Лис, как обычно, менее терпеливый, чем я, скалится и шагает к лежащему на полу Весу.
Его отец, мирно разливающий коньяк у барной стойки, предупредительно каркает:
— Аккуратно. Нам с ним еще поговорить надо.
Лис дергается, словно от удара плетью, бросает на отца злобный взгляд.
Но подчиняется.
Хватает Веса с пола и рывком сажает его, прислоняя к дивану. Вес вскрикивает, судя по всему, ему очень несладко каждое движение дается, и мне его боль — маслом по сердцу. Только сейчас начинаю понимать палачей и маньяков. Мне реально крови хочется. До фантомного ощущения металла во рту.

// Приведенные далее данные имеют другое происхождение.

PR #1394, opened 2025-01-16
Support Tracing for Interservice gRPC calls

coolwednesday:
**Description:**

-   Prerequisite to closing #1392 
-   This PR adds a check to verify if the incoming metadata for gRPC has traceID and spanID. If present then the span created is a child span of the existing span to ensure proper tracing in interservice gRPC calls.
-   The next step would be to develop the gofr-cli command that gives boilerplate code to add trace-id and span-id to the sent context's metadata.
-  Further changes have been initiated in gofr-cli : https://github.com/gofr-dev/gofr-cli/pull/26
[Screenshot 2025-01-18 at 10 23 15 AM](url)

**Checklist:**


pkg/gofr/grpc/log.go
```diff
@@ -56,40 +57,76 @@ func (l RPCLog) String() string {
...
+
+func initializeSpanContext(ctx context.Context) (context.Context, trace.SpanContext) {
+	md, _ := metadata.FromIncomingContext(ctx)
+
+	traceIDHex := getMetadataValue(md, "x-gofr-traceid")
+	spanIDHex := getMetadataValue(md, "x-gofr-spanid")
+
+	if traceIDHex != "" && spanIDHex != "" {
+		traceID, _ := trace.TraceIDFromHex(traceIDHex)
+		spanID, _ := trace.SpanIDFromHex(spanIDHex)
```
ccoVeille, line 86: Why ignoring those errors?

https://pkg.go.dev/go.opentelemetry.io/otel/trace#TraceIDFromHex

pkg/gofr/grpc/log.go
```diff
@@ -56,40 +57,76 @@ func (l RPCLog) String() string {
...
+		documentRPCLog(ctx, logger, info.FullMethod, start, err)
+
+		span.End()
 
 		return resp, err
 	}
 }
+
+func initializeSpanContext(ctx context.Context) (context.Context, trace.SpanContext) {
+	md, _ := metadata.FromIncomingContext(ctx)
```
ccoVeille, line 79: Why ignoring the fact the context might be not present

https://pkg.go.dev/google.golang.org/grpc/metadata#FromIncomingContext

You can get a nil context

https://github.com/grpc/grpc-go/blob/v1.69.4/metadata%2Fmetadata.go#L197-L203

And so code using it will panic

pkg/gofr/grpc/log.go
```diff
@@ -56,40 +57,76 @@ func (l RPCLog) String() string {
...
+			Remote:     true,
+		})
+
+		ctx = trace.ContextWithRemoteSpanContext(ctx, spanContext)
+
+		return ctx, spanContext
+	}
+
+	return ctx, trace.SpanContext{}
+}
```
ccoVeille, line 101:
```suggestion
	if traceIDHex == "" || spanIDHex == "" {
		return ctx, trace.SpanContext{}
	}

	traceID, _ := trace.TraceIDFromHex(traceIDHex)
	spanID, _ := trace.SpanIDFromHex(spanIDHex)

	spanContext := trace.NewSpanContext(trace.SpanContextConfig{
		TraceID:    traceID,
		SpanID:     spanID,
		TraceFlags: trace.FlagsSampled,
		Remote:     true,
	})

	ctx = trace.ContextWithRemoteSpanContext(ctx, spanContext)

	return ctx, spanContext
}
```

pkg/gofr/grpc/log.go
```diff
@@ -56,40 +57,76 @@ func (l RPCLog) String() string {
...
+
+	if err != nil {
+		if statusErr, ok := status.FromError(err); ok {
+			//nolint:gosec // gRPC codes are typically under the range.
+			logEntry.StatusCode = int32(statusErr.Code())
+		}
+	} else {
+		logEntry.StatusCode = int32(codes.OK)
+	}
+
```
ccoVeille, line 119: I think there is a problem here

If the error is not OK, you will get no status code, no?

```suggestion
	if err != nil {
		if statusErr, ok := status.FromError(err); ok {
			//nolint:gosec // gRPC codes are typically under the range.
			logEntry.StatusCode = int32(statusErr.Code())
		} else {
			// here?
		}
	} else {
		logEntry.StatusCode = int32(codes.OK)
	}

```

What about this

```suggestion
	logEntry.StatusCode = int32(codes.OK)
	if err != nil {
		if statusErr, ok := status.FromError(err); ok {
			logEntry.StatusCode = int32(codes.Internal)

			//nolint:gosec // gRPC codes are typically under the range.
			logEntry.StatusCode = int32(statusErr.Code())
		}
	}

```

But please note this

> Otherwise, err is an error not compatible with this package. In this case, a Status is returned with codes.Unknown and err's Error() message, and ok is false. 
> Source https://pkg.go.dev/google.golang.org/grpc/status#FromError

So maybe, you might simply get the status and ignore the `ok` returned value

pkg/gofr/grpc/log.go
coolwednesday: because traceID and spanID is something that is set by the framework itself while making interservice gRPC calls, and cannot really be anything else, here returning the error and checking for them would be just more code  which I feel is unnecessary.

pkg/gofr/grpc/log.go
coolwednesday: Even if we get a nil metadata , being a map, they are safe for read operations. And I am not performing any operations on metadata if I don't get traceID or spanID so the code does not panic. But, I will add a testcase for the same.

pkg/gofr/grpc/log.go
```diff
@@ -56,40 +57,75 @@ func (l RPCLog) String() string {
...
+		Method:       method,
+	}
+
+	if err != nil {
+		statusErr, _ := status.FromError(err)
+		//nolint:gosec // gRPC codes are typically under the range.
+		logEntry.StatusCode = int32(statusErr.Code())
+	} else {
+		logEntry.StatusCode = int32(codes.OK)
+	}
```
ccoVeille, line 117: What about this?


```suggestion
	statusCode := status.OK
	if err != nil {
		statusErr, _ := status.FromError(err)
		statusCode = statusErr.Code()
	}
	//nolint:gosec // gRPC codes are typically under the range.
	logEntry.StatusCode = int32(statusCode)
```

.github/workflows/go.yml
```diff
@@ -259,26 +259,43 @@ jobs:
...
-      - name: Lint Root Module
         run: |
-          echo "Linting root module..."
-          golangci-lint run --timeout 9m0s
+         go mod tidy
+
+      - name: Lint Root Module
+        uses: golangci/golangci-lint-action@v3
+        with:
+          version: v1.62
```
ccoVeille, line 279: Why forcing a version ?

I mean it requires to maintain it

Also, if you want to force one. Please use the latest one, so the 1.63.4

.github/workflows/go.yml
```diff
@@ -259,26 +259,43 @@ jobs:
...
-            cd -
-          done    
+            golangci-lint run --timeout 9m0s || total_errors=$((total_errors + 1))
+            cd -  # Return to the root directory
+          done
+          echo "Total submodule lint errors: $total_errors"
+          if [ $total_errors -gt 0 ]; then
+            echo "Linting failed for $total_errors submodule(s)."
+            exit 1  # Fail the job if there are linting errors in submodules
+          fi
```
ccoVeille, line 298: Not directly related to your changes, but at some point, when the things to do becomes as complicated as this. Writing an sh script is better, it could be launched quickly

Отец Васи, фундаментальный мужик, совершенно спокойный и надежный, как столетний дуб, проходит к дивану, садится напротив Веса, складывает руки на коленях, и, чуть подавшись вперед, смотрит на пленника.
Тот, несмотря на напускную браваду, ежится под этим тяжеленным взглядом.
— Ты еще кто, блядь? — хрипит он, — я и тебе чего-то должен? Прощаю!
Бешеный Лис, как самый хладнокровный среди нас, спешит разрядить обстановку.
— Игнат, сядь пока. Камень, тоже не стой. Вот, выпейте, выдохните. Он уже никуда не денется.
Я сажусь рядом с Лисом на диван, чуть в стороне от Большого, передаю Игнату коньяк.
— Послушные шавки, — снова скалится Вес, — всегда такими были. Предсказуемые дураки. Что она в вас нашла? Длинные члены? Дешевка…
Лис дергается, но я торможу его, заставляя сесть обратно.
Вес внимательно отслеживает каждое наше движение.
И продолжает глумиться:— Вас поиметь, вообще нехуй делать! Хорошо я поимел вас, твари? И вас, и вашу подстилку. Рассказать, в каких позах? А как она мне в машине сегодня отсасывала, м-м-м…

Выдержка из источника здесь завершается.